How the technologies fit together
Each sensing method captures a different aspect of reality. Radio waves reveal motion beneath fur, LiDAR maps the body’s shape, and optical systems show surface heat or color changes. Combined through AI, they create a composite understanding of life signs and behavior—an integrated, multimodal view of health. In human hospitals, radar and optical fusion already track neonatal breathing and sleep quality; the same principle could soon extend to stables, shelters, and homes shared by people and pets.
“Integrating contactless sensing into practice isn’t about gadgets—it’s about removing friction. It keeps clinicians’ attention on the patient, not the equipment.” — Melissa Magazu-Johnsonbaugh, Principal, Practice & Standards
Veterinary opportunities: five domains of impact
As the technology matures, veterinary medicine will benefit across five broad domains, each built on a shared principle of observation without restraint:
1) Vital-sign monitoring
Principle: Continuous, non-invasive tracking of heart rate, respiration, and motion. Examples include radar arrays above ICU cages, Wi-Fi respiration mapping for anesthesia recovery, and thermal overlays that visualize fever or inflammation in real time.
2) Behavior and welfare analytics
Principle: Objective, data-driven insight into stress, rest, and social interaction. LiDAR and radar can track pacing, restlessness, or altered posture in horses, while optical sensors detect eye or ear movements associated with distress. Such signals could supplement behavior scoring and welfare audits.
3) Diagnostics and imaging adjuncts
Principle: Complement clinical exams with passive, contextual data. LiDAR aids orthopedic evaluation, radar stabilizes ultrasound imaging by compensating for breathing motion, and thermal or optical sensors help visualize perfusion during wound healing.
4) Biosecurity and safety
Principle: Reduce contact and disease transmission through remote observation. Contactless systems could monitor quarantine wards, detect early respiratory clusters in barns, and trigger alerts before pathogens spread.

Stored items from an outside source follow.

PR #26508, opened 2023-10-04
Run ConfigRefresher.changesEnded in multi-threaded checkpoint hook

dazavala:
Invoke ConfigRefresher.changesEnded() within a multi-threaded hook when restoring from checkpoint. Restore may fail when changesEnded() is invoked in a single-threaded hook, because the method schedules a task to an executor that uses a blocking queue -- i.e. performs a blocking operation.

See RTC 297336.

### DIFF
--- a/dev/com.ibm.ws.config/src/com/ibm/ws/config/xml/internal/ConfigRefresher.java
+++ b/dev/com.ibm.ws.config/src/com/ibm/ws/config/xml/internal/ConfigRefresher.java
@@ -12,9 +12,12 @@
  *******************************************************************************/
 package com.ibm.ws.config.xml.internal;
 
+import java.util.ArrayDeque;
 import java.util.ArrayList;
 import java.util.Collection;
+import java.util.Hashtable;
 import java.util.Map;
+import java.util.Queue;
 import java.util.concurrent.ExecutionException;
 import java.util.concurrent.Executor;
 import java.util.concurrent.Future;
@@ -22,6 +25,8 @@ import java.util.concurrent.TimeUnit;
 import java.util.concurrent.TimeoutException;
 
 import org.osgi.framework.BundleContext;
+import org.osgi.framework.Constants;
+import org.osgi.framework.ServiceRegistration;
 import org.osgi.util.tracker.ServiceTracker;
 
 import com.ibm.websphere.config.ConfigUpdateException;
@@ -58,7 +63,8 @@ public class ConfigRefresher {
     private long configStartTime = 0;
     private Collection<Future<?>> futuresForChanges = null;
 
-    private ChangesEndedHook changesEndedHook = null;
+    private final ChangesEndedHook changesEndedHook;
+    private final ServiceRegistration<CheckpointHook> checkpointHookRegistration;
 
     ConfigRefresher(BundleContext bundleContext,
                     ChangeHandler changeHandler, ServerXMLConfiguration serverXMLConfig, ConfigVariableRegistry variableRegistry) {
@@ -76,11 +82,13 @@ public class ConfigRefresher {
         metatypeTracker = new ServiceTracker<MetaTypeRegistry, MetaTypeRegistry>(bundleContext, MetaTypeRegistry.class.getName(), null);
         metatypeTracker.open();
 
-        final CheckpointPhase checkpoint = CheckpointPhase.getPhase();
-        if (!checkpoint.restored()) {
-            changesEndedHook = new ChangesEndedHook();
-            checkpoint.addMultiThreadedHook(changesEndedHook);
-        }
+        changesEndedHook = new ChangesEndedHook();
+        Hashtable<String, Object> hookProps = new Hashtable<>();
+        // Lesser ranking ensures changesEnded() executes ASAP after the SystemConfiguration
+        // single-threaded restore hook
+        hookProps.put(Constants.SERVICE_RANKING, Integer.MIN_VALUE + 10000);
+        hookProps.put(CheckpointHook.MULTI_THREADED_HOOK, Boolean.TRUE);
+        checkpointHookRegistration = bundleContext.registerService(CheckpointHook.class, changesEndedHook, hookProps);
     }
 
     void start() {
@@ -90,6 +98,10 @@ public class ConfigRefresher {
     void stop() {
         configurationMonitor.stopConfigurationMonitoring();
         runtimeUpdateManagerTracker.close();
+
+        if (checkpointHookRegistration != null) {
+            checkpointHookRegistration.unregister();
+        }
     }
 
     public void refreshConfiguration() {
@@ -147,10 +159,14 @@ public class ConfigRefresher {
             // Let the notification show that we got an error while making the configuration changes
             configUpdatesDelivered.setResult(e);
         } finally {
-
             if (CheckpointPhase.getPhase().restored() && changesEndedHook.runMultiThreaded) {
-                // The hook will invoke changesEnded(configUpdatesDelivered)
-                changesEndedHook.configUpdatesDelivered = configUpdatesDelivered;
+                synchronized (changesEndedHook) {
+                    if (changesEndedHook.runMultiThreaded) {
+                        changesEndedHook.configUpdatesToDeliver.add(configUpdatesDelivered);
+                    } else {
+                        changesEnded(configUpdatesDelivered);
+                    }
+                }
             } else {
                 changesEnded(configUpdatesDelivered);
             }
@@ -283,16 +299,15 @@ public class ConfigRefresher {
 
     }
 
-    // Register as a multi-threaded hook to invoke changesEnded() in
-    // multi-threaded mode when restoring from checkpoint. Invoking
-    // changesEnded() in single-threaded mode may fail restore as it
-    // performs a blocking operation.
+    // Register as a multi-threaded hook to invoke changesEnded() when
+    // restoring from checkpoint. Invoking changesEnded() in single-threaded
+    // mode may fail restore as it performs a blocking operation.
     private class ChangesEndedHook implements CheckpointHook {
 
-        private boolean runMultiThreaded = false;
+        volatile boolean runMultiThreaded = false;
 
-        // Set before restore is called
-        private RuntimeUpdateNotification configUpdatesDelivered = null;
+        // FIFO queue of deferred config update notifications
+        Queue<RuntimeUpdateNotification> configUpdatesToDeliver = new ArrayDeque<RuntimeUpdateNotification>();
 
         @Override
         public void prepare() {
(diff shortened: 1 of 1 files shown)


dazavala:
#build

dazavala:
The previous build failed unitttest `NettyFrameworkImplTest.testTCPStartOutbound` (see RTC-[296690](https://wasrtc.hursley.ibm.com:9443/jazz/web/projects/WS-CD#action=com.ibm.team.workitem.viewWorkItem&id=296690)). Rebased on current integration and trying again...

#build

dev/com.ibm.ws.config/src/com/ibm/ws/config/xml/internal/ConfigRefresher.java
```diff
@@ -136,7 +147,13 @@ private synchronized void doRefresh(Map<String, DeltaType> variableDelta) {
             // Let the notification show that we got an error while making the configuration changes
             configUpdatesDelivered.setResult(e);
         } finally {
-            changesEnded(configUpdatesDelivered);
+
+            if (CheckpointPhase.getPhase().restored() && changesEndedHook.runMultiThreaded) {
```
tjwatson: The `INACTIVE` returns true from `restored()`.  I am surprised this does not NPE on `changesEndedHook` when the phase is `INACTIVE` ...

But now I see that you would always create the `new ChangesEndedHook();` in the constructor in this case of `INACTIVE` phase.  Is that intended?  It is a bit confusing to me.

I suggest changing the constructor to always create the ChangesEndedHook and check the `INACTIVE` phase:

```java
        changesEndedHook = new ChangesEndedHook();
        if (checkpoint != CheckpointPhase.INACTIVE && !checkpoint.restored()) {
            checkpoint.addMultiThreadedHook(changesEndedHook);
        }
```
Make `changesEndedHook` final.

dev/com.ibm.ws.config/src/com/ibm/ws/config/xml/internal/ConfigRefresher.java
```diff
@@ -265,4 +282,30 @@ public void variableRefresh(Map<String, DeltaType> deltaMap) {
...
 
     }
+
+    // Register as a multi-threaded hook to invoke changesEnded() in
+    // multi-threaded mode when restoring from checkpoint. Invoking
+    // changesEnded() in single-threaded mode may fail restore as it
+    // performs a blocking operation.
+    private class ChangesEndedHook implements CheckpointHook {
+
+        private boolean runMultiThreaded = false;
```
tjwatson: Make package private to avoid synthetic method access here.  Also needs to be volatile since multiple threads may access it each config update..

dev/com.ibm.ws.config/src/com/ibm/ws/config/xml/internal/ConfigRefresher.java
```diff
@@ -265,4 +282,30 @@ public void variableRefresh(Map<String, DeltaType> deltaMap) {
...
+
+        @Override
+        public void prepare() {
+            runMultiThreaded = true;
+        }
+
+        @Override
+        public void restore() {
+            if (runMultiThreaded) {
+                changesEnded(configUpdatesDelivered);
```
tjwatson: set `runMultiThreaded` to false here so if other config updates happen after restore they will work.

tjwatson (changes requested):

dev/com.ibm.ws.config/src/com/ibm/ws/config/xml/internal/ConfigRefresher.java
dazavala: Done.  Yes, that was unintentional.  I had equated !restored() to (!phase.INACTIVE && !phase.restored).  Also, it was impossible to make the hook final in the original solution.

dev/com.ibm.ws.config/src/com/ibm/ws/config/xml/internal/ConfigRefresher.java
dazavala: Done

dev/com.ibm.ws.config/src/com/ibm/ws/config/xml/internal/ConfigRefresher.java
dazavala: Done

dazavala:
@tjwatson I would prefer this solution registers the multi-threaded hook as a service, where I can assign it a lower rank. That would reduce the window between when last single-threaded hook and the multi-threaded hook will run.  My understanding is that hooks added via CheckpointPhase.addHook() have rank 0, which isn't ideal for this solution.

dazavala:
#build
Build changes requested by @tjwatson.

dazavala:
Uploaded [Alternate hook registration with lesser ranking](https://github.com/OpenLiberty/open-liberty/pull/26508/commits/5497b7eadf401bb6226c536fb312ba21b147e2ff). Solution works as intended. The changesEnded restore hook runs almost immediately after the SystemConfiguration single-threaded restore hook.

#build

dazavala:
Latest builds passed 100%.  @tjwatson Ready for your review.

#libby

dev/com.ibm.ws.config/src/com/ibm/ws/config/xml/internal/ConfigRefresher.java
```diff
@@ -136,7 +157,12 @@ private synchronized void doRefresh(Map<String, DeltaType> variableDelta) {
             // Let the notification show that we got an error while making the configuration changes
             configUpdatesDelivered.setResult(e);
         } finally {
-            changesEnded(configUpdatesDelivered);
+            if (CheckpointPhase.getPhase().restored() && changesEndedHook.runMultiThreaded) {
+                // The hook will invoke changesEnded(configUpdatesDelivered)
+                changesEndedHook.configUpdatesDelivered = configUpdatesDelivered;
```
tjwatson: This could be a non-issue ...

It is not clear to me if multiple `RuntimeUpdateNotification` could be produced during a restore.  It would involve multiple calls to `com.ibm.ws.config.xml.internal.ConfigRefresher.doRefresh(Map<String, DeltaType>)`.  If that is possible then the "last one wins" and the earlier notifications would not get fired.

I question if `changesEndedHook.configUpdatesDelivered` should be some thread-safe queue that is drained in the `restore()` method.

dazavala:
Uploaded [Change hook registration and queue config update notifications](https://github.com/OpenLiberty/open-liberty/pull/26508/commits/11a3f1143769c33736cd4b820d45aa52fa8f8234).

#build

dev/com.ibm.ws.config/src/com/ibm/ws/config/xml/internal/ConfigRefresher.java
```diff
@@ -265,4 +295,31 @@ public void variableRefresh(Map<String, DeltaType> deltaMap) {
...
+
+    // Register as a multi-threaded hook to invoke changesEnded() when
+    // restoring from checkpoint. Invoking changesEnded() in single-threaded
+    // mode may fail restore as it performs a blocking operation.
+    private class ChangesEndedHook implements CheckpointHook {
+
+        volatile boolean runMultiThreaded = false;
+
+        // FIFO queue of deferred config update notifications
+        Queue<RuntimeUpdateNotification> configUpdatesToDeliver = new ArrayDeque<RuntimeUpdateNotification>();
```
tjwatson: type should be a `Deque`

dazavala:
#build

dev/com.ibm.ws.config/src/com/ibm/ws/config/xml/internal/ConfigRefresher.java
dazavala: I've uploaded the requested changes to [Change hook registration and queue config update notifications](https://github.com/OpenLiberty/open-liberty/pull/26508/commits/85de2e5cd7a82f44e204747c57657bb931c98e8b).

dev/com.ibm.ws.config/src/com/ibm/ws/config/xml/internal/ConfigRefresher.java
```diff
@@ -136,7 +159,17 @@ private synchronized void doRefresh(Map<String, DeltaType> variableDelta) {
...
+                synchronized (changesEndedHook) {
+                    if (changesEndedHook.runMultiThreaded) {
+                        changesEndedHook.configUpdatesToDeliver.add(configUpdatesDelivered);
+                    } else {
+                        changesEnded(configUpdatesDelivered);
+                    }
+                }
+            } else {
+                changesEnded(configUpdatesDelivered);
+            }
```
tjwatson: I think we should create a method `boolean ChangesEndedHook.queueNotification(RuntimeUpdateNotification)` method to call here instead of leaking `runMultiThreaded` and `configUpdatesToDeliver` out to here.  So it would end up being:

```java
            if (!changesEndedHook.queueNotification(configUpdatesDelivered) {
                changesEnded(configUpdatesDelivered);
            }
```

Then the queueNotifications could look like this:

```java
    private class ChangesEndedHook implements CheckpointHook {

        private final ThreadLocal<Boolean> checkpointThread = new ThreadLocal<Boolean>() {
             @Override protected Boolean initialValue() {
                 return Boolean.FALSE;
             }
         };

        // FIFO queue of deferred config update notifications
        final Deque<RuntimeUpdateNotification> configUpdatesToDeliver = new ArrayDeque<RuntimeUpdateNotification>();

        boolean queueNotification(RuntimeUpdateNotification notification) {
            if (!checkpointThreaded.get()) {
                return false;
            }
            configUpdatesToDeliver.add(notification);
        }

        @Override
        public void prepare() {
            checkpointThread.set(true);
        }

        @Override
        public void restore() {
            checkpointThread.set(false);
            RuntimeUpdateNotification notification = null;
            while (notification = configUpdatesToDeliver.pollFirst() != null) {
                changesEnded(notification);
            }
        }
    }
```

tjwatson (changes requested):

tjwatson (approved):

dev/com.ibm.ws.config/src/com/ibm/ws/config/xml/internal/ConfigRefresher.java
dazavala: Changes uploaded to  [Queue config update notifications](https://github.com/OpenLiberty/open-liberty/pull/26508/commits/dd933c0f7528a9c99c11333238bc90604504ae53). Two minor changes were added. Local testing and inspection look good.

dazavala:
#build
#libby

dazavala:
100% pass on [InstantOn build](https://wasrtc.hursley.ibm.com:9443/jazz/web/projects/WS-CD#action=com.ibm.team.build.viewResult&id=_1u-4wGhJEe69i6b-9QSuMw&tab=com.ibm.team.build.web.ui.internal.editors.result.overview.OverviewPage). Waiting for [dazavala-26508-20231011-1024](https://wasrtc.hursley.ibm.com:9443/jazz/web/projects/WS-CD#action=com.ibm.team.build.viewResult&id=_L2keIGhOEe69i6b-9QSuMw) or dazavala-26508-20231011-0942.

dazavala:
All personal builds passed at 100%. Merge!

5) Education and precision training
Principle: Bring live physiological data into teaching and simulation. Students might watch respiration and circulation visualized in real time during procedures, linking anatomy and physiology directly through light and motion.
“Veterinary professionals must lead the standards conversation now—before the technology defines itself without us.” — Mark F. Magazu, DVM, Principal, Leadership & Governance
Challenges and guardrails
Adapting these technologies for animals presents unique challenges. Species differences affect how signals behave—fur density, size, and movement can distort readings. Multi-animal environments complicate identification and data separation. Integrating these systems into practice software requires new interoperability standards, and privacy rules will need to evolve to govern shared human-animal spaces. IEEE and ISO are developing human-centric sensing standards, but veterinary frameworks do not yet exist. Leadership from within the profession will be essential to ensure accuracy, ethics, and equity as these tools become mainstream.
The road ahead
The next generation of clinics, farms, and homes will hum quietly with invisible perception. Wi-Fi routers, LiDAR units, and radar modules will not replace the veterinarian—they will amplify their reach. Each pulse of radio or light will carry insight: a heartbeat, a breath, a motion that means something. The goal is not surveillance but empathy—technology that listens so clinicians can understand sooner, act faster, and touch less. When the air itself becomes the monitor, care becomes continuous, everywhere, and deeply humane.